ИНТРИГА
Пролог
— Вы уезжаете? — этот вопрос она задала сама, задала после того, как он целый вечер маялся, не зная, как сказать, как объяснить… В сущности, не было никакой необходимости что-либо объяснять: их отношения были всего лишь приятельскими, добрососедскими. Но… За те дни, что Юрий провел в Клюквинке, каждый день бывая у Софьиньки, душа его прикипела к мурановскому дому. К этой простой, далекой от последних мод гостиной с портретами и натопленной печью, к запущенному саду, старые липы которого видели не одно поколение владельцев усадьбы и знали немало сердечных тайн, к ворчливой Савельевне, а самое главное — к Софье Алексеевне с ее чуждой светских уловок непосредственностью, радушием, теплотой. Ему было удивительно хорошо рядом с ней. Молчала ли она или рассказывала о чем-то, читала ли что-то из любимых книг или рисовала… И даже когда занималась она конторскими книгами — все равно рядом с нею душу окутывал непривычный уют.

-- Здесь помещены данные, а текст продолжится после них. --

PR #318, opened 2026-07-08
test(tests-bypass-email): Use mocked email on testing 

christopherferreira9:
## Summary 
Previously, all E2E and integration tests required hitting Guerrilla Mail and Turnkey to complete OTP flows, making them brittle and slow due to external rate limits. This PR introduces a USE_REAL_EMAIL flag that switches tests between real and mocked backends — PR runs use mocked mode (no external dependencies), and a new daily scheduled workflow runs with real email to catch live-service regressions.

### SDK side changes
---
`packages/core/src/core/createZeroDevWalletCore.ts`

Added dangerouslyOverrideOtpSignerPublicKey?: string to ZeroDevWalletConfigCore. When present, it's forwarded to encryptOtpAttempt as dangerouslyOverrideSignerPublicKey, bypassing the production-pinned TLS Fetcher key check. The spread conditional (...(config.x && { ... })) ensures the property is only passed when explicitly set — it never appears in a normal integrator's call.

`packages/react/src/core/connector.ts`

Same option added to ConnectorCoreParams. It's forwarded into createZeroDevWallet() using the same conditional spread — so an integrator who doesn't set it gets no property at all, not undefined.

Both additions are marked @internal with a "Never set this in production" JSDoc comment.

---
**Tests added**

`packages/core/src/utils/encryptOtpAttempt.test.ts` — new test: generates a fresh ephemeral key pair (not the production pinned key), builds a test bundle signed with it, and asserts that calling encryptOtpAttempt without the override throws does not match pinned signing key. This proves the default path enforces the production key.

`packages/react/src/connector.test.ts` — two new tests in a dangerouslyOverrideOtpSignerPublicKey security guard describe block:
- A connector created without the option must not forward it to createZeroDevWallet — guards against accidental propagation.
- A connector explicitly configured with it must forward it correctly — proves the intentional path works.

### Workflow changes
---
#### `ci.yml`
1. Renamed test job from "Test" → "Unit Tests" 
2. Extracted integration and E2E jobs into a reusable workflow (test.yml). The two inline jobs (integration-test, e2e-test) were removed from ci.yml and replaced with a single call-tests job that delegates to test.yml. This also drops the dependency on the `build` job for parallel execution in favor of faster feedback from tests.
3. Added all-checks-pass gate job - a job that acts as a single source of truth for what jobs require a passing status in order for the merge to be possible. This reduces management on the repository settings as we can remove and add _mandatory_ jobs through code. The repository then only needs to have `all-checks-pass` passing.

#### `test.yml` - new workflow
Reusable workflow extracted from `ci.yml`. It contains:
-  **Integration Tests** — runs `pnpm test:integration`
-  **Browser E2E Tests** — builds the SDK, starts the demo app, runs Playwright
Both of these workflows accept a newly added input called `use_real_email` with the default value being `true`. `ci.yml` then sends `use_real_email` as `false` in order to remove the dependency on the email service on PRs and main runs (we may consider using the real email service for main runs - to be discussed).

#### `test.yml` - new workflow
Runs test.yml daily at 08:00 UTC with use_real_email: true (real Guerrilla Mail + Turnkey). Also triggerable manually via workflow_dispatch with the option to toggle email mode.

### Concerns
---
**1. Mock fidelity**
As the payload returned by the backend can change, fixtures can become stale and results would not be reliable. A `fixture-shape.test.ts` test has been created to catch this drift on real email mode. On a future development, the PR t update the fixture can be made automatically on failure.

**2. The rejection test tests the mock, not the logic**
"should reject an invalid OTP code" in mock mode stacks setupNodeMocks({ rejectOtpVerify: true }), which unconditionally returns HTTP 400 regardless of what was sent. It doesn't verify that a semantically wrong OTP (wrong code, wrong encryption) is actually detected — it verifies that an HTTP 400 throws an exception. This test is still valued as we have UI checks - we should rename this test if we intend to keep it.

**3. dangerouslyOverrideSignerPublicKey is a scattered pattern**
Every integration test call site that invokes encryptOtpAttempt directly must manually pass dangerouslyOverrideSignerPublicKey: isRealEmail() ? undefined : MOCK_OTP_SIGNER_PUBLIC_KEY. This is currently in three places. Anyone writing a new integration test that calls encryptOtpAttempt directly will get a cryptic key-mismatch error in mock mode until they discover the pattern. This can be mitigated.

**4. Fork PRs have no integration test coverage at all**
call-tests is skipped on fork PRs (no secret access). all-checks-pass treats skipped as OK, so external contributors get zero integration or E2E feedback. A fork PR that breaks the OTP flow in a way that unit tests don't catch can pass all required checks. I personally think this is acceptable.

**5. otp-init-shape.test.ts is permanently skipped in mock mode** 
This test exists specifically to validate the shape of the real backend's OTP init response and verify the production pinned key. Skipping it in mock mode means the CI run that runs on every PR never exercises it. It only runs in the daily scheduled run. If the production key rotates or the bundle shape changes, a PR that breaks the integration won't be caught at PR time.

**6. Passkeys can't be tested when the mock mode is enabled**


.github/workflows/ci.yml
```diff
@@ -92,7 +92,7 @@ jobs:
           done
 
   test:
-    name: Test
+    name: Unit Tests
```
christopherferreira9, line 95: Renamed for a clear read on the pipeline since it hasn't been extracted to the dedicated test workflow.

.github/workflows/ci.yml
```diff
@@ -113,93 +113,30 @@ jobs:
...
-          ZD_PROJECT_ID: ${{ secrets.ZD_PROJECT_ID }}
-
-  e2e-test:
-    name: Browser E2E Tests
+    uses: ./.github/workflows/test.yml
+    with:
+      use_real_email: false
+    secrets: inherit
+
+  all-checks-pass:
```
christopherferreira9, line 124: single job to have a mandatory success status. Easier to maintain through code.

.github/workflows/scheduled-tests.yml
```diff
@@ -0,0 +1,20 @@
+name: Scheduled Tests
+
+on:
+  schedule:
+    - cron: '0 8 * * *'
```
christopherferreira9, line 5: Currently scheduled to run daily using using real email keeping the original behavior and reducing the amount of flakiness due to rate limiting from the email service probider.

.github/workflows/test.yml
```diff
@@ -0,0 +1,130 @@
...
+          fi
+          pnpm build
+          pnpm start &
+        env:
+          NEXT_PUBLIC_ZERODEV_PROJECT_ID: ${{ secrets.ZD_PROJECT_ID }}
+          NEXT_PUBLIC_KMS_PROXY_BASE_URL: https://kms.staging.zerodev.app/api/v1
+          # Pin the bundler/paymaster to staging so the AA stack matches the
+          # staging KMS above (the SDK default host is prod).
+          NEXT_PUBLIC_ZERODEV_AA_HOST: https://staging-meta-aa-provider.onrender.com
+          USE_REAL_EMAIL: ${{ inputs.use_real_email }}
```
christopherferreira9, line 103: Demo is built with this env variable which is then passed downstream to the wagmi options.

e2e/browser/magic-link.spec.ts
```diff
@@ -55,13 +46,16 @@ test.describe('Magic Link Flow', () => {
...
-    // Step 6: Poll for email and extract OTP code from the magic link URL
-    const emailContent = await searchForNewEmail(
-      emailAccount.authToken,
-      EMAIL_POLL_INTERVAL_MS,
-      EMAIL_POLL_TIMEOUT_MS,
-    )
-    const otpCode = extractOtpCodeFromMagicLinkUrl(emailContent)
+    // Step 6: Resolve OTP code — use fixture value in mock mode, poll inbox in real mode
+    const otpCode =
+      magicLinkSession.otpCode ??
```
christopherferreira9, line 51: when in mock mode, otpCode comes directly from the fixture. The fixture handles the real vs mocked email logic.

christopherferreira9:
This PR is on hold as with the current implementation we'll end in bypassing some operations like mint which is not ideal.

Знал Юрий, что и Софьинька рада его обществу. Вот только какова была эта радость? Юная барышня, живущая в глуши, в уединении, видящая лишь старуху-няню и своих крестьян, начисто лишенная общества — могла ли она не радоваться гостю? К тому же гостю с репутацией героя, что так ценилось в мурановском семействе, и что уж конечно могло вдохновить романтическую душу юной художницы. Было ли в ее радости нечто большее? Этот вопрос Юрий гнал от себя, боясь его. Глядя в глаза Софьиньки, он видел в них нечто куда большее, и тогда сердце его охватывал давно позабытый трепет. Стоило оказаться в холодном, заброшенном доме Апраксиных, и все виденное казалось ему не более чем самообманом, мечтой усталого одиночества.
Зачем он нужен этой прекрасной девушке? Он годится ей в отцы, он дослужился до генерала, но так и не имеет за душой ничего, кроме жалования, ему негде жить, а, самое главное, он до сих пор связан с женщиной, одна мысль о которой отравляла сердце. Какое же право имеет он смущать эту чистую, как озеро, душу, невольно пробуждая в ней, быть может, чувство, у которого нет будущего? Свою жизнь он искалечил — это ясно. Но неужто он, генерал Стратонов, падет до того, чтобы искалечить еще и чужую? Нет, никогда…
Чем дороже становилась ему Софьинька, чем радостнее она улыбалась ему при встрече, тем крепче становилось решение уехать как можно скорее, разорвать все, пока и рваться-то почти нечему, кроме слишком откровенных взглядов и слишком сокровенных грез…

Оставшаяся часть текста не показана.